An Artist Gone Colour Blind: Always remember that art is not what you do, it is who you are!

To all those artistic parents out there who are overwhelmed with love, responsibility and self-discovery, please remember; Art is not what you do, it is who you are!


The Artist Gone Colour Blind

Some days the warrior hides

In these moments of untrained


Idle eyes all of a sudden


The feminist voice is lost

In a whirlwind of hormones

Two heart beats under the skin

Of an artist gone

Colour blind

She pulls out her sword

Tangled it with memories

Fighting back against herself

7 thoughts on “An Artist Gone Colour Blind: Always remember that art is not what you do, it is who you are!

  1. I would have hung this on every wall in my house, when I left my job as an art director to raise my daughter, seventeen years ago. Beautiful and perfect. Thank you for sharing.

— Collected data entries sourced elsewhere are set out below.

PR #640, opened 2022-07-19
refactor(mailables): code split PDFKit dependency

daniel-heppner-ibigroup:
Ended up just splitting out the PDFKit dependency in this branch. This was the biggest dependency we had in our bundle, you can see it here in the analysis from after it was split (it is in a separate bundle).
image


lib/util/mailables.js
```diff
@@ -1,64 +1,66 @@
 import blobStream from 'blob-stream'
 import moment from 'moment'
 
-import PDFDocument from './PDFDocumentWithTables'
```
daniel-heppner-ibigroup, line 4: remove import

lib/util/mailables.js
```diff
@@ -69,14 +71,16 @@ function writePDF (formData, imageData, otpConfig) {
...
-  const {horizontalMargin, verticalMargin} = otpConfig
+  const { horizontalMargin, verticalMargin } = otpConfig
   const margins = {
     bottom: verticalMargin,
     left: horizontalMargin,
     right: horizontalMargin,
     top: verticalMargin
   }
-  const doc = new PDFDocument({margins})
+  const { default: PDFDocument } = await import('./PDFDocumentWithTables')
```
daniel-heppner-ibigroup, line 81: async import here

daniel-heppner-ibigroup:
This is a bit hard to test... You'll need TriMet calltaker config, but comment out the datastore section of the config so you don't get asked for a log in. The mailables button is in the sidebar nav.

miles-grant-ibigroup (approved):
Seeing a .3mb drop in final post-compression bundle size for the main js! Still well above any reasonable limit, but getting somewhere! Thanks for the changes.

daniel-heppner-ibigroup:
> Seeing a .3mb drop in final post-compression bundle size for the main js! Still well above any reasonable limit, but getting somewhere! Thanks for the changes.

Sounds about right :)

binh-dam-ibigroup (approved):
LGTM! Some conflicts to resolve as a result of merging #637.

binh-dam-ibigroup:
> Seeing a .3mb drop in final post-compression bundle size for the main js! Still well above any reasonable limit, but getting somewhere! Thanks for the changes.

Is the pdfkit package still included when building the calltaker version?

daniel-heppner-ibigroup:
> > Seeing a .3mb drop in final post-compression bundle size for the main js! Still well above any reasonable limit, but getting somewhere! Thanks for the changes.
> 
> Is the pdfkit package still included when building the calltaker version?

It is always "included" but is packaged in a separate bundle.js, which is only loaded when it's required by the app. I've tested the mailables window and the PDF generation still works with this change.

  2. From what I’ve read on your website, I don’t think you can identify as a feminist. It’s simply humiliating how you refuse to recognize women of colour and our sufferings. You blatantly deny us our experiences and do not stand with us, you are simply a white woman who’s trying to be quirky by giving yourself a nice title “feminist”. Stop. It’s embarrassing

    1. Rudy, I am sorry you felt the need to write that negative comment. You obviously didn’t read my article on my amazing friend Eveliene a woman of colour who is kicking some serious ass with her work running the only Haitian heritage museum out side of Haiti in Miami. Or the work I do telling the story of my Zimbabwe friend Ottillia who was murdered by her husband but went on to leave a legacy with her fight to educate women, not only in her community but across the globe. Don’t even get me started about the incredible Aboriginal women i know whos stories i could write for days and whos stories I hope to share here in the near future. What is embarrassing is how quick you are to judge another person’s fight for equality. Love and light on your journey.

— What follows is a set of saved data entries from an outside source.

PR #643, opened 2022-07-26
Add Configurable Modal Popup Support

miles-grant-ibigroup:
This PR adds support for showing a pop-up when one of a series of trigger links is clicked. The configuration allows for many possible combinations. 

Here is a config snippet that shows off the full functionality:
```yaml
popups:
  targets:
    testTarget: 
      url: http://example.com/
    google: 
      url: http://google.com/
      appendLocale: false
  launchers:
    toolbar: google
    optionFilter: testTarget
    itineraryFooter: testTarget
    sidebarLink: google

language:
  en-US:
    config:
      popups:
        testTarget: Test Target!
        google: Google Search
```


lib/components/app/popup.tsx
```diff
@@ -0,0 +1,54 @@
...
+  }, [isMobile, compiledUrl])
+
+  if (isMobile) return null
+
+  return (
+    <Modal
+      dialogClassName="fullscreen-modal"
+      onHide={() => {
+        hideModal()
+      }}
```
binh-dam-ibigroup, line 42:
```suggestion
      onHide={hideModal}
```

lib/components/app/popup.tsx
```diff
@@ -0,0 +1,54 @@
...
+      show={shown}
+    >
+      <iframe
+        src={compiledUrl}
+        style={{ height: '100%', width: '100%' }}
```
binh-dam-ibigroup, line 47: Move the inline styles for the iframe into the CSS.

lib/reducers/create-otp-reducer.js
```diff
@@ -991,6 +992,19 @@ function createOtpReducer(config) {
             }
           }
         })
+      case 'SET_POPUP_CONTENT':
+        const target = state.config?.popups?.targets?.[action.payload]
```
binh-dam-ibigroup, line 996: Are there cases where `state.otp.config` could be null? (That's one of the first things loaded on startup)

example-config.yml
```diff
@@ -369,6 +369,27 @@ itinerary:
 #       - WALK
 #       - BICYCLE
 
+### Popup config
+### OTP-RR supports a full-screen momdal popup that can be launched from a set of
+### pre-set locations. Each button can be configured to open a different popup.
+### Popup "targets" define a URL that is opened. Their ID is used to give them names
+### via the language section below. For example, a target with the id "testTarget"
+### can be named with the i18n string "popups.testTarget"
```
binh-dam-ibigroup, line 377: Add an example of popup i18n in the `language` section below.

example-config.yml
```diff
@@ -369,6 +369,27 @@ itinerary:
...
+### Each popup button location can have a target assigned to it
+# popups:
+#   targets:
+#     testTarget: # To set a name for this target, create the i18n string "popups.testTarget"
+#       url: http://example.com/ 
+#     secondTarget: 
+#       url: http://test.com/
+#       appendLocale: false # Defaults to true, if set to false otp-rr will not append the current i18n language to the popup URL.
+#   launchers:
+#     toolbar: testTarget # This button is rendered in the top right of the toolbar
```
binh-dam-ibigroup, line 388: Complete the comment by saying that the button is only shown on desktop view.

lib/components/app/popup.tsx
```diff
@@ -0,0 +1,54 @@
...
+
+  const isMobile = coreUtils.ui.isMobile()
+  // appendLocale is true by default, so undefined is true
+  const compiledUrl = `${url}${
+    appendLocale !== false ? intl.defaultLocale : ''
+  }`
+
+  useEffect(() => {
+    if (isMobile) {
+      window.open(compiledUrl)
```
binh-dam-ibigroup, line 31: This does not work on Chrome/ium (either mobile view from devTools or on my phone). I suspect that's because these browsers block popups by default. An alternate approach for the mobile view is to pass an `href` and `target="_blank"` props to the buttons (make them react-bootstrap), or directly render `<a>` with these props and desired styling, see https://react-bootstrap-v3.netlify.app/components/buttons/#buttons-tags.

lib/components/app/popup.tsx
```diff
@@ -0,0 +1,54 @@
...
+      dialogClassName="fullscreen-modal"
+      onHide={() => {
+        hideModal()
+      }}
+      show={shown}
+    >
+      <iframe
+        src={compiledUrl}
+        style={{ height: '100%', width: '100%' }}
+        title={intl.formatMessage({ id: `popups.${id}` })}
```
binh-dam-ibigroup, line 48: Change that to `config.popups.${id}`, so it is consistent with other localizable text that is defined in config.yml.

example-config.yml
binh-dam-ibigroup: Change the nomenclature to `config.popups.testTarget`, so it is consistent with other localizable text that is defined in config.yml.

lib/components/app/app.css
```diff
@@ -84,3 +84,12 @@
 .view-switcher button.btn-link:hover {
   color: #fff;
 }
+
+/* Full screen modal styling */
+.fullscreen-modal {
+  width: 90vw;
+  height: 100vh;
```
binh-dam-ibigroup, line 91: Replace this one with the `90vh` defined below, and remove that subcontent CSS.

binh-dam-ibigroup: Then you can add the CSS for the iframe element here too.

binh-dam-ibigroup (changes requested):
For some reason the popup does not work on the mobile view, could you fix that please, along with other various comments?

lib/reducers/create-otp-reducer.js
miles-grant-ibigroup: I was being better safe than sorry but you're right `config` is in the initializer so it should be fine

example-config.yml
miles-grant-ibigroup: That's a very good idea thanks!

lib/components/app/popup.tsx
miles-grant-ibigroup: I've investigated this and the popups aren't being blocked (as they're being initiated by user action). What is going wrong is the `isMobile` check, which always returns false even on real mobile devices. I'm going to try to find a different mobile check that's more reliable.

lib/components/app/app.css
miles-grant-ibigroup: `.fullscreen-modal` is the dark background, `.fullscreen-modal .modal-content` is the actual modal. I don't see how these rules can be collapsed into one?

binh-dam-ibigroup: Oh really, then why would you want to override the size of the dark background?

miles-grant-ibigroup:
Thanks Binh, all changes are addressed.

lib/components/app/popup.tsx
miles-grant-ibigroup: Update: the issue wasn't the mobile check, but rather that `Popup` wasn't being rendered in the mobile view at all. Now that it is the regular `window.open` works, like it does in other parts of otp-rr

lib/components/app/responsive-webapp.js
```diff
@@ -194,9 +195,16 @@ class ResponsiveWebapp extends Component {
...
     const { sessionTimeoutSeconds } = this.props
     const { MainControls, MainPanel, MapWindows } = this.context
+    const { popupContent, setPopupContent } = this.props
     return (
       <div className="otp">
         <DesktopNav />
+        {popupContent && (
+          <PopupWrapper
+            content={popupContent}
+            hideModal={() => setPopupContent(null)}
```
binh-dam-ibigroup, line 205: Maybe extract `() => setPopupContent(null)` into a class method.

lib/components/app/responsive-webapp.js
```diff
@@ -194,9 +195,16 @@ class ResponsiveWebapp extends Component {
   renderDesktopView = () => {
     const { sessionTimeoutSeconds } = this.props
     const { MainControls, MainPanel, MapWindows } = this.context
+    const { popupContent, setPopupContent } = this.props
     return (
       <div className="otp">
         <DesktopNav />
+        {popupContent && (
```
binh-dam-ibigroup, line 202: Could the check for non-null `popupContent` be done inside `PopupWrapper`?

binh-dam-ibigroup (approved):
Two small optional things to consider, but the PR is still a go.

lib/components/app/responsive-webapp.js
miles-grant-ibigroup: This is much cleaner thanks!

daniel-heppner-ibigroup (changes requested):
I am assuming this worked for Binh and you so I think I'm doing something wrong, but there is no button in traveler tools for me, and the i18n strings don't seem to be working.
image

daniel-heppner-ibigroup (approved):
Great! Thank you for the update.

    2. Rudy–I find it amazing that you would personally decide who or what someone is or isn’t. Cara stands up for people–she does not see race, gender, sexual orientation, age or socioeconomic group….she sees individuals and she celebrates their heart, soul, and talent. I know if you met her, you would agree. She sees the light and shares it with all those who congregate around her. I personally hope she continues her journey because she has enlightened, inspired, and brought joy to so many. Read her book, you will see her struggles and may identify – we all have our struggles and everyone is different. I wish you grace in your important journey and that you may help, inspire, and the people in your life. Best wishes to you.

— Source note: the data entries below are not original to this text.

PR #646, opened 2022-08-04
Refactor Flex Reduction to be Optional

miles-grant-ibigroup:
Makes use of https://github.com/opentripplanner/otp-ui/pull/431 to enable the use of `FLEX_EGRESS,FLEX_ACCESS,FLEX_DIRECT` as distinct modes.

### DIFF
--- a/example-config.yml
+++ b/example-config.yml
@@ -176,7 +176,7 @@ geocoder:
 modes:
   # This is the default behavior for flex merging.
   # If set to false, each FLEX mode (FLEX_EGRESS,FLEX_ACCESS,FLEX_DIRECT) will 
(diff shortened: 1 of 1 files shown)


daniel-heppner-ibigroup (approved):
Do we not want this to default to true? (maybe should have commented this on the OTP-UI change)

philip-cline (approved):

miles-grant-ibigroup:
Sorry I forgot to reply to you earlier @daniel-heppner-ibigroup -- I think `false` as the default not only avoids a breaking change but also makes more sense in the majority of cases. Only few operators will want to distinguish between flex service for duration of an itinerary and flex service for a part of an itinerary.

      1. Let me assure you that the word “feminis t” is not just a word my lovely friend Cara uses as a hash tag or catchphrase to make herself sound cool. To even identify as a feminist today is a vulnerable position where women are now shamed for being feminists because of the way in which some people have made feminism look. For as long as I have known Cara (I wctually met her through a Womens centre program about empowering women and females of all nationalities and ages to speak out) she has been an advocate for the rights of women AND men of all socioeconomic backgrounds, ages, and YES colour. However, even had she not done writings and documentaries on people of cour in particular, does that mean she doesn’t care about them or isn’t concerned with their rights and lives? Of course not. I think it’s quite sad that without reading very much, and commenting on a post specifically tailored at motherhood, feminism and artistry (not whiteness), you decided to shame Cara for not caring about black people. Get to know someone before you decide who they are.